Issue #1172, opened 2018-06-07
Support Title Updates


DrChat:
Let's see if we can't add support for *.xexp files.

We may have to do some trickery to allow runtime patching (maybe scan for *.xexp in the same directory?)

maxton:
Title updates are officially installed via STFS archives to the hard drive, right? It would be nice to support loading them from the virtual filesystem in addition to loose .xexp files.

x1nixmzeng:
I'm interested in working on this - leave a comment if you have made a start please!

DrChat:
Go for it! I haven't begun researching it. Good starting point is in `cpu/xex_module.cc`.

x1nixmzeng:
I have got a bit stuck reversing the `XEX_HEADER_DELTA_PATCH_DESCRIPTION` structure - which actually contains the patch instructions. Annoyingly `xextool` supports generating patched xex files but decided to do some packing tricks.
==
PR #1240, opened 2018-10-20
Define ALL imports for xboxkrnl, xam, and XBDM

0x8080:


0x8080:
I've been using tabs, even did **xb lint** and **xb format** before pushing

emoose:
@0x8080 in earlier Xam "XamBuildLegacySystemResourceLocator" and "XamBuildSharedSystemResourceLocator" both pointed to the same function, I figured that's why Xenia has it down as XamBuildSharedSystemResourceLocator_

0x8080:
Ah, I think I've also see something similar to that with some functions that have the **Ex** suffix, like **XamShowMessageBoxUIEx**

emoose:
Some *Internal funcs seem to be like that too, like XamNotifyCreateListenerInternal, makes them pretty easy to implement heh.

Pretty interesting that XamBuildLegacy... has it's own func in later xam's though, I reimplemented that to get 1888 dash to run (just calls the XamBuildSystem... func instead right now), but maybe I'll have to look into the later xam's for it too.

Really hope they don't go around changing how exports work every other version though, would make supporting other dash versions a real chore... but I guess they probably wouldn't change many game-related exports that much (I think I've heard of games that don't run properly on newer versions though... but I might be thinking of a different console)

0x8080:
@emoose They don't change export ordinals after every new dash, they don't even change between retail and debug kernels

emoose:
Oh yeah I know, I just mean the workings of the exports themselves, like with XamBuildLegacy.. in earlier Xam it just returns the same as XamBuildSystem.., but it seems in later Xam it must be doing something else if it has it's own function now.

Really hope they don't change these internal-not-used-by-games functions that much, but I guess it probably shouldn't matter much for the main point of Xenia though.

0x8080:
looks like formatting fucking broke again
...
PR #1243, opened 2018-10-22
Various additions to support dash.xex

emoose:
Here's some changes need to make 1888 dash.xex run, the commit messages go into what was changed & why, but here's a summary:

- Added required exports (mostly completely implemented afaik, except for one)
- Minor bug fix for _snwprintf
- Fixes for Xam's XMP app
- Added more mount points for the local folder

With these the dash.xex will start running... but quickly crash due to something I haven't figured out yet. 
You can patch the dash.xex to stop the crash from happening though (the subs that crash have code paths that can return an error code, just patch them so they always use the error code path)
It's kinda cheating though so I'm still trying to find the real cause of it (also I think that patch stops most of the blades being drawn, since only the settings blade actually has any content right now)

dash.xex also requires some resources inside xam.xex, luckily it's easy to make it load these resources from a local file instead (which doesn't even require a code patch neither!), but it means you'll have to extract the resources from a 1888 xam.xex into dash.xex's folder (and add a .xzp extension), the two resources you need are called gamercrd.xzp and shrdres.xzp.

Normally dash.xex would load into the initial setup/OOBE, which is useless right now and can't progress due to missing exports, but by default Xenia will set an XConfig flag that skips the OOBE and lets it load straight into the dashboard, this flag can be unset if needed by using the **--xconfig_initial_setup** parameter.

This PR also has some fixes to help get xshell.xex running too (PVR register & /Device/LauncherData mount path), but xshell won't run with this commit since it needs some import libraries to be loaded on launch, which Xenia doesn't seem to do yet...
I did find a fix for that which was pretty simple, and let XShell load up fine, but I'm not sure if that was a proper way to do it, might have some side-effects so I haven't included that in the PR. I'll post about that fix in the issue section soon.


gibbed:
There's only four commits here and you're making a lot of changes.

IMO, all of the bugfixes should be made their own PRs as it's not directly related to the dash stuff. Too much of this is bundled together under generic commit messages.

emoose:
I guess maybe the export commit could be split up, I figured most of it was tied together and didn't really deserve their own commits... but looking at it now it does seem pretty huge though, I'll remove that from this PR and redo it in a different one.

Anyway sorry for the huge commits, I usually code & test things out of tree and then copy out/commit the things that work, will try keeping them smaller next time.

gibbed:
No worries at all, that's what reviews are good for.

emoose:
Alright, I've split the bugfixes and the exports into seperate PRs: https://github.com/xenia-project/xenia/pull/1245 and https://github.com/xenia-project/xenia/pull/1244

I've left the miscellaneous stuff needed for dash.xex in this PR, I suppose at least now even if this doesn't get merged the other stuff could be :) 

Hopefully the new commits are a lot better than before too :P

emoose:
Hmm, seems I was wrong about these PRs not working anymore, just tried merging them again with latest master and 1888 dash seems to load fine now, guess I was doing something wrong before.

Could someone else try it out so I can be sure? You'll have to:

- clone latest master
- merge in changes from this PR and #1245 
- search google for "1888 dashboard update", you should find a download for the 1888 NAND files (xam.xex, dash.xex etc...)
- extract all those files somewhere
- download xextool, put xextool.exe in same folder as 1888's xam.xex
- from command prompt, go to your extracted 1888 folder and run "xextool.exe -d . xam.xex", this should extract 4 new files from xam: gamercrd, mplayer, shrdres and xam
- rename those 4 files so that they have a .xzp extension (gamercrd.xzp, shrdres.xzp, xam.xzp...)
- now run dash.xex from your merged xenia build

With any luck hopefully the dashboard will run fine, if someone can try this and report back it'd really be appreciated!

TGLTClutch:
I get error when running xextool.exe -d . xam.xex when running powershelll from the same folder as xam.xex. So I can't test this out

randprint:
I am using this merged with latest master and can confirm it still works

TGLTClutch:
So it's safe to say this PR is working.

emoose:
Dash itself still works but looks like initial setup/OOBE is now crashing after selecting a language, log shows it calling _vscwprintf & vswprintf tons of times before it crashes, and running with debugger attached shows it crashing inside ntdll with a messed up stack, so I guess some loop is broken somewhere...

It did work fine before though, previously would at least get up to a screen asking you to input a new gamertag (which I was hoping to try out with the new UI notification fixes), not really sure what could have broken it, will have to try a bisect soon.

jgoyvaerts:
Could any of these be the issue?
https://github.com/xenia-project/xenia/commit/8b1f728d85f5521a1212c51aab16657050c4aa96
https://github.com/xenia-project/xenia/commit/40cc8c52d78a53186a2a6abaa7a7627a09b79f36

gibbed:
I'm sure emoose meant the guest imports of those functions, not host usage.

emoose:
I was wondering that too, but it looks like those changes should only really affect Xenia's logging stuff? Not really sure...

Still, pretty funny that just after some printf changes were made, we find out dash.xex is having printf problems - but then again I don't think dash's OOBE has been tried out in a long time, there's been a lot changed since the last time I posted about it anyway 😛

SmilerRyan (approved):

## Exercise details
All lines in the listing above between the line with "Really hope they don't go" and the line with "looks like formatting fucking broke again", inclusive, should be set down exactly, and no line outside that range.

## Solution
Really hope they don't go around changing how exports work every other version though, would make supporting other dash versions a real chore... but I guess they probably wouldn't change many game-related exports that much (I think I've heard of games that don't run properly on newer versions though... but I might be thinking of a different console)

0x8080:
@emoose They don't change export ordinals after every new dash, they don't even change between retail and debug kernels

emoose:
Oh yeah I know, I just mean the workings of the exports themselves, like with XamBuildLegacy.. in earlier Xam it just returns the same as XamBuildSystem.., but it seems in later Xam it must be doing something else if it has it's own function now.

Really hope they don't change these internal-not-used-by-games functions that much, but I guess it probably shouldn't matter much for the main point of Xenia though.

0x8080:
looks like formatting fucking broke again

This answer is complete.